Segment Start: Data to examine

Issue #4605, opened 2024-10-08
lint is failing but build is still passing


wdbaruni:
This is an example where lint state is successful, but checking lint logs show there are multiple violations https://buildkite.com/expanso/bacalhau-golang/builds/1118#01926c15-3806-4d08-92dd-743385d1596b

PR #4642, opened 2024-10-21
Prevent False Positives in CI

jamlo:
Since all of our CI scripts are run with BASH, we need to make sure that any unexpected non zero exit code instruction in the script should fail the CI run. 

We need to add the snippet below to all our CI scripts:

```
set -eu -o pipefail
```

Note: After this change the lint tests are red, which is good, since they were failing before but the test was passing. There is an already created issue for that: #4605


.github/workflows/lint.yml
```diff
@@ -14,16 +14,34 @@ jobs:
       - name: Checkout
         uses: actions/checkout@v3
 
-      - run: echo "GO_VER=$(cat .tool-versions | grep 'golang ' | cut -d' ' -f2)" >> $GITHUB_ENV
-      - run: echo "NODE_VER=$(cat .tool-versions | grep nodejs | cut -d' ' -f2)" >> $GITHUB_ENV
+      - name: Set Go Version
+        shell: bash
+        run: |
+          set -euo pipefail
```
wdbaruni, line 20: it feels weird to me that we have to do this for every single step. Are we really sure it is required? Github actions do have a `continue-on-error` options which is false by default, which implies this shouldn't be necessery.

My doubt this might be an issue with buildkite or how we are integrating with buildkite, but I doubt it is the case with GA

If you decide it is needed, then maybe you can define the `env` or `job` level, but not at the individual `step` level

wdbaruni (changes requested):

.github/workflows/lint.yml
jamlo: @wdbaruni I know from the aesthetics aspects of it, adding `set -euo pipefail` may look not pleasant and repetitive, but I intentionally and explicitly added them to all the steps based on my personal experience how GA propagates these flags to each CI shell. There were multiple bugs with how they propagate those to the shell of the step, inclusing `continue-on-error` in the past, although they have mentioned that they were fixed.

If you think we can live can with this explicit declaration, I would really prefer to leave it since false positives have bitten me so much in the past, with GA, that it was worth adding them to each step, and 100% insure CI tests are red if the internal tests are failing.

PR #4646, opened 2024-10-22
fix: default publishers not working

wdbaruni:
We are still having issues with using server side default publishers where the client will fail any job submission where outputs are defined, but no publisher is explicitly selected. The root cause is that we are still calling `job.Validate()` in the client instead of just `job.ValidateSubmission()`. `Validate()` is a more through validation and should only be called after all transformations and defaults applied.

This bug has slipped through because we are using some builders in the client side to translate from cli flags to job and task models instead of directly instantiating the models. The builders were calling Validate which wasn't very obvious.

In addition to fixing the bug, this PR also removes all of these unecessery builders that are mainly used in few tests in favour of using the models directly for better clarity. 

### Current Behaviour
```
# set default publisher
→ bacalhau config set  jobdefaults.batch.task.publisher.type=local
Writing config to /Users/walid/.bacalhau/config.yaml

# run a job with outputs but no publisher defined
→ bacalhau docker run --output outputs:/outputs ubuntu -- /bin/sh -c "echo hello > outputs/text"

Error: building job spec: failed to create job: publisher must be set if result paths are set
```

### Expected Behaviour
```
→ bacalhau docker run --output outputs:/outputs ubuntu -- /bin/sh -c "echo hello > outputs/text"
Job successfully submitted. Job ID: j-aba087a0-0516-4b58-aff0-9824af583723

 TIME          EXEC. ID    TOPIC            EVENT
 14:55:19.550              Submission       Job submitted
 14:55:19.592  e-13e6591c  Scheduling       Requested execution on n-a1af1cf4
 14:55:19.761  e-13e6591c  Execution        Running
 14:55:23.323  e-13e6591c  Execution        Completed successfully

	bacalhau job describe j-aba087a0-0516-4b58-aff0-9824af583723

	bacalhau job executions j-aba087a0-0516-4b58-aff0-9824af583723

To download the results, execute:
	bacalhau job get j-aba087a0-0516-4b58-aff0-9824af583723

```

### Testing Done:
- Fixed and added more coverage to `DefaultPublisherSuite`


jamlo (approved):
LGTM.

PR #4647, opened 2024-10-22
Fix Go lint issues

jamlo:
Linear Issue: https://linear.app/expanso/issue/ENG-267/lint-is-failing-but-build-is-still-passing
Github Issue: #4605


cmd/cli/job/executions.go
```diff
@@ -148,10 +148,10 @@ func (o *ExecutionOptions) run(cmd *cobra.Command, args []string, api client.API
...
 		JobID: jobID,
 		BaseListRequest: apimodels.BaseListRequest{
-			Limit:     o.Limit,
-			NextToken: o.NextToken,
-			OrderBy:   o.OrderBy,
-			Reverse:   o.Reverse,
+			Limit:     o.ListOptions.Limit,
+			NextToken: o.ListOptions.NextToken,
+			OrderBy:   o.ListOptions.OrderBy,
+			Reverse:   o.ListOptions.Reverse,
```
wdbaruni, line 154: hmm .. how do we feel about enforcing this rule? I am okay with disabling the rule in .golangci.yml if you think we are better off without it

pkg/compute/store/boltdb/utils.go
```diff
@@ -6,14 +6,19 @@ import (
...
+
 // strToBytes converts a string to a byte slice
 func strToBytes(s string) []byte {
 	return []byte(s)
 }
 
 // uint64ToBytes converts an uint64 to a byte slice
 func uint64ToBytes(i uint64) []byte {
-	buf := make([]byte, 8) //nolint:gomnd
+	buf := make([]byte, uint64ByteSize) //nolint:gomnd
```
wdbaruni, line 21: I think `gomnd` was renamed to `mnd` in later versions and that is why //nolint is not working here

pkg/docker/errors.go
```diff
@@ -48,62 +48,62 @@ func NewDockerError(err error) (bacErr bacerrors.Error) {
...
-		return bacerrors.New(err.Error()).
+		return bacerrors.New("%s", err.Error()).
 			WithCode(Forbidden).
 			WithHTTPStatusCode(http.StatusForbidden).
 			WithHint(fmt.Sprintf("You don't have permission to perform this action. "+
 				"Supply the node with valid Docker login credentials using the %s and %s environment variables",
 				config_legacy.DockerUsernameEnvVar, config_legacy.DockerPasswordEnvVar))
 	case errdefs.IsDataLoss(err):
-		return bacerrors.New(err.Error()).
+		return bacerrors.New("%s", err.Error()).
```
wdbaruni, line 68: I hate we have to do this. Feel free to skip or disable rules that don't ad much value

pkg/node/node.go
```diff
@@ -278,12 +283,22 @@ func createAPIServer(cfg NodeConfig, userKey *baccrypto.UserKey) (*publicapi.Ser
...
+	givenPortNumber := cfg.BacalhauConfig.API.Port
+	if givenPortNumber < minPortNumber {
+		return nil, fmt.Errorf("invalid negative port number: %d", cfg.BacalhauConfig.API.Port)
+	}
+	if givenPortNumber > maxPortNumber {
+		return nil, fmt.Errorf("port number %d exceeds maximum allowed value (65535)", cfg.BacalhauConfig.API.Port)
+	}
+
+	safePortNumber := uint16(givenPortNumber)
+
```
wdbaruni, line 295: nit: might make sense to include these validations in `Validate()` method of `config.Bacalhau` or of `node.NodeConfig`

pkg/publicapi/client/v2/client.go
```diff
@@ -400,11 +408,6 @@ func (c *httpClient) interceptError(ctx context.Context, err error, resp *http.R
 				WithCode(bacerrors.TimeOutError).
 				WithRetryable()
 		}
-		if netErr.Temporary() {
-			return bacerrors.New("temporary network error").
-				WithCode(bacerrors.NetworkFailure).
-				WithRetryable()
-		}
```
wdbaruni, line 407: why was this removed?

pkg/storage/s3/storage.go
```diff
@@ -83,8 +84,21 @@ func (s *StorageProvider) GetVolumeSize(ctx context.Context, volume models.Input
...
+		}
+
+		// Check for overflow
+		// MaxUint64 - size = remaining space before overflow
+		//nolint:gosec // G115: negative values already checked
+		if object.size > 0 && uint64(object.size) > math.MaxUint64-size {
+			return 0, fmt.Errorf("total size exceeds uint64 maximum")
+		}
+
+		//nolint:gosec // G115: Already checked above
```
wdbaruni, line 101: nit: it should be safe to skip these as we are basically testing S3 SDK in this case

wdbaruni (approved):
Looks great. I am really sorry you had to go through this change. Just minor non-blocking comments

pkg/publicapi/client/v2/client.go
jamlo: @wdbaruni Temporary Error is deprecated and should not be used anymore, especially from a client perespective.

Golang Code:
```
	// Deprecated: Temporary errors are not well-defined.
	// Most "temporary" errors are timeouts, and the few exceptions are surprising.
	// Do not use this method.
	Temporary() bool 
```
Source: https://go-review.googlesource.com/c/go/+/340261/3/src/net/net.go#404

cmd/cli/job/executions.go
jamlo: @wdbaruni I tend to lean toward verbosity here, and in general, which is more of a personal choice.
But I'll add the exception to the definitions file to balance things out.

pkg/docker/errors.go
jamlo: Since `bacerrors.New` is using `fmt.Sprintf` underneath the hood,  it think it is better to use the formatted string approach since it more idiomatic GO, where it nicely keep the format of the original error message, and nicely deal with nil errors. I did the change to use `"%s", err` , instead of `"%s", err.Error()` to remove repetitive string conversion and use the builtin one in SprintF

cmd/cli/job/executions.go
jamlo: Change reverted

pkg/compute/store/boltdb/utils.go
jamlo: Replaced gomnd with mnd where appropriate

pkg/storage/s3/storage.go
jamlo: I would like to explicitly leave this if possible due to how we are dealing with a lot of `unint` conversation which may not be needed. 
I added this issue to not forget about it https://github.com/bacalhau-project/bacalhau/issues/4652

Segment End: Data to examine

**What the exercise asks**
Figure out how many lines above hold "Context", then give that number alone.

**Your response**
2